I have this one: maybe the only silent VHS tape ever made. Every time I play it somebody walks into the room and asks me why I have the sound turned off. I think they should have dubbed the sound of a 16mm projector in for effect.
It's great stuff: It was filmed by Newell Martin and Linwood Moody (Moody later dedicated "Maine Two Footers" to Newell Martin.) It's famous for having quite a few scenes with the film flipped, giving mirror images. The titling is done with stick on letters on a pull down background to give a rolling title effect, and it reads much like Linwood Moody's writing years later. It's the kind of classic 1930s railfan film I would have loved to have been around to make. (Of course if I was I'd be dead by now, so I guess I can do without it...)
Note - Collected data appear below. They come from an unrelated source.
PR #3080, opened 2024-04-10
websocket: fix ByteParser.run and parseCloseBody

Uzlopak:
ParseCloseBody can return null. In that case this.#info.closeInfo would be null and the following line would result in a crash.

https://github.com/nodejs/undici/blob/5d5454380b72889706146a9c4d5f65225a99640f/lib/web/websocket/receiver.js#L111

Also reduces the amount of Buffers created.

### DIFF
--- a/lib/web/websocket/receiver.js
+++ b/lib/web/websocket/receiver.js
@@ -108,7 +108,7 @@ class ByteParser extends Writable {
             // sending a Close frame in response, the endpoint typically echos the
             // status code it received.)
             let body = emptyBuffer
-            if (this.#info.closeInfo.code) {
+            if (this.#info.closeInfo?.code) {
               body = Buffer.allocUnsafe(2)
               body.writeUInt16BE(this.#info.closeInfo.code, 0)
             }
@@ -298,26 +298,30 @@ class ByteParser extends Writable {
       // defined as the status code (Section 7.4) contained in the first Close
       // control frame received by the application
       code = data.readUInt16BE(0)
+      if (!isValidStatusCode(code)) {
+        return null
+      }
+    } else {
+      return null
     }
 
     // https://datatracker.ietf.org/doc/html/rfc6455#section-7.1.6
-    /** @type {Buffer} */
-    let reason = data.subarray(2)
+    /** @type {number} */
+    let reasonOffset = 2
 
-    // Remove BOM
-    if (reason[0] === 0xEF && reason[1] === 0xBB && reason[2] === 0xBF) {
-      reason = reason.subarray(3)
+    // Detect BOM and ignore it
+    if (data.length >= 5 && data[2] === 0xEF && data[3] === 0xBB && data[4] === 0xBF) {
+      reasonOffset = 5
     }
 
-    if (code !== undefined && !isValidStatusCode(code)) {
-      return null
+    if (data.length - reasonOffset < 1) {
+      return { code, reason: '' }
     }
 
+    let reason = ''
     try {
-      reason = utf8Decode(reason)
-    } catch {
-      return null
-    }
+      reason = utf8Decode(data.subarray(reasonOffset))
+    } catch { }
 
     return { code, reason }
   }
--- a/test/websocket/close.js
+++ b/test/websocket/close.js
@@ -151,4 +151,27 @@ describe('Close', () => {
 
     await t.completed
   })
+
+  test('Close with code and invalid encoded reason', () => {
+    return new Promise((resolve) => {
+      const server = new WebSocketServer({ port: 0 })
+
+      server.on('connection', (ws) => {
+        ws.close(1000, Buffer.from([0xFF, 0xFE]))
+
+        ws.on('close', (code, reason) => {
+          assert.equal(code, 1000)
+          assert.equal(reason.length, 0)
+        })
+      })
+
+      const ws = new WebSocket(`ws://localhost:${server.address().port}`)
+      ws.onclose = (ev) => {
+        assert.equal(ev.code, 1000)
+        assert.equal(ev.reason, '')
+        server.close()
+        resolve()
+      }
+    })
+  })
 })
--- a/test/websocket/receive.js
+++ b/test/websocket/receive.js
@@ -1,11 +1,13 @@
 'use strict'
 
+const { tspl } = require('@matteo.collina/tspl')
 const { test } = require('node:test')
-const assert = require('node:assert')
 const { WebSocketServer } = require('ws')
 const { WebSocket } = require('../..')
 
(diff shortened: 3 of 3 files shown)


KhafraDev:
tests are rightfully failing, the PR assumes that having no closing code is invalid when it's optional

mcollina (approved):
lgtm

Uzlopak:
I think there is a bug in the original logic. 
`parseCloseBody` is returning in two places null. This will actually result in code breaking.

Uzlopak:
@KhafraDev 

What do you think now about this?

lib/web/websocket/receiver.js
```diff
@@ -298,26 +298,28 @@ class ByteParser extends Writable {
       // defined as the status code (Section 7.4) contained in the first Close
       // control frame received by the application
       code = data.readUInt16BE(0)
+      if (!isValidStatusCode(code)) {
+        return null
+      }
+    } else {
+      return null
```
KhafraDev, line 305: A close frame doesn't need to contain a reason or code, `data` (the body) can be empty here. You could assert the data length isn't 1 here, but we do check for its length elsewhere so it'd just be for safety.

lib/web/websocket/receiver.js
```diff
@@ -298,26 +298,28 @@ class ByteParser extends Writable {
...
+      return { code, reason: '' }
     }
 
-    try {
-      reason = utf8Decode(reason)
-    } catch {
-      return null
-    }
+    /** @type {string} */
+    const reason = utf8DecodeSafe(data.subarray(reasonOffset))
```
KhafraDev, line 322: This is wrong. If we receive an invalid utf-8 reason we are meant to fail the websocket connection.

KhafraDev (changes requested):
There are some major issues with this PR

lib/web/websocket/receiver.js
KhafraDev: The reason we don't fail it in that spot is because it's already closing, but the logic is completely wrong here, and will lead to issues if we do check the return type.

lib/web/websocket/receiver.js
Uzlopak: The thing is: 
https://app.codecov.io/gh/nodejs/undici/pull/3080/blob/lib/web/websocket/receiver.js

This line is covered by test. So it is possible that the size of the data is 0.

KhafraDev: I know, I said that. The buffer here is not the entire frame (which has to have a minimum length of 2), but the body of a frame. If there is no code and no reason, it is still a valid close frame, and will be empty here. Returning `null` means that the frame body is invalid, but that's not correct.

lib/web/websocket/receiver.js
```diff
@@ -298,26 +298,30 @@ class ByteParser extends Writable {
...
+      reasonOffset = 5
     }
 
-    if (code !== undefined && !isValidStatusCode(code)) {
-      return null
+    if (data.length - reasonOffset < 1) {
+      return { code, reason: '' }
     }
 
+    let reason = ''
```
KhafraDev, line 321: There is a misunderstanding here. Returning `null` means that the close frame's body is invalid. If we can't parse the reason, due to invalid utf-8, we **need** to return null here.

KhafraDev (changes requested):

lib/web/websocket/receiver.js
KhafraDev: On the other hand, the body can be empty or 2+ bytes, but it cannot be 1 byte, which is why I mentioned earlier that for safety we could assert that the body isn't a single byte. We already check elsewhere, but as I mentioned earlier, would be for safety.

Uzlopak: Well but it is happening:

image

KhafraDev: I don't understand what that has to do with what I said?

KhafraDev:
I'm going to go ahead and close this. The main change is creating a singular less Buffer in a very cold case. As lpinca said in my original PR implementing websocket (paraphrasing): "the performance of the opening handshake doesn't matter because it rarely happens". It's the same for closing the connection.

Uzlopak:
I disagree. At first it was about a performance improvement. Then I found a bug when I implemented this PR, which could lead to a crash.

lib/web/websocket/receiver.js
Uzlopak: This means, that your claim, that we already handled all cases with data.length < 2 is invalid. Either data.length === 0 or data.length === 1 or both are not covered by the calling function.

lib/web/websocket/receiver.js
Uzlopak: This seems to be a false conclusion. We got a valid code, so we wont need to set the code 1005 or 1006. The message is somewhat corrupt. So. We need to prefer the valid code and discard the message.

KhafraDev:
There isn't a bug being fixed without a test to cover it. The test that you added passes in main. The logic is mostly flawed as I pointed out.

Uzlopak:
well, lets see if i can write a rogue websocket server.

Uzlopak:
@KhafraDev 
added unit test ;)

KhafraDev:
This diff makes that test pass. There is quite a lot of extraneous stuff here.

```diff
diff --git a/lib/web/websocket/receiver.js b/lib/web/websocket/receiver.js
index 4b35ceb5..b1ef4720 100644
--- a/lib/web/websocket/receiver.js
+++ b/lib/web/websocket/receiver.js
@@ -316,7 +316,7 @@ class ByteParser extends Writable {
     try {
       reason = utf8Decode(reason)
     } catch {
-      return null
+      reason = undefined
--- a/lib/web/websocket/receiver.js
+++ b/lib/web/websocket/receiver.js
@@ -316,7 +316,7 @@ class ByteParser extends Writable {
     try {
       reason = utf8Decode(reason)
     } catch {
-      return null
+      reason = undefined
     }

     return { code, reason }
```

KhafraDev:
I'm not sure if ignoring the reason is correct though. Maybe failing the connection (basically, force closing it) is a better idea. In that case, nothing would need to be changed in parseCloseBody.

Uzlopak:
same test against main:
image

KhafraDev:
I understand, but the way this PR is fixing this is wrong.

KhafraDev:
```
1007

      1007 indicates that an endpoint is terminating the connection
      because it has received data within a message that was not
      consistent with the type of the message (e.g., non-UTF-8 [[RFC3629]]
      data within a text message).
```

To my knowledge there has never been a guide prepared to it. Most of the yards like Phillips, Strong and Farmington are pretty easy to pick out by the landmarks. Sometimes if things seem a little spacially disoriented you look at the lettering on the cars, see that the image is flipped and then it makes sense. Out in the open country it's often hard to tell exactly where you are, but I guess in these cases you have to trust the original fillmmakers to edit locations in their correct geographic sequence. If they were trying to accurately preserve the line on film it's the right way to go about it.
The best vintage SR&RL film I've seen is the Gus Pratt footage. He had a talent for getting in close with the SR&RL: a lot of shots from the cab, and he was there at a lot of historical moments (unfortunately most at the scrapping).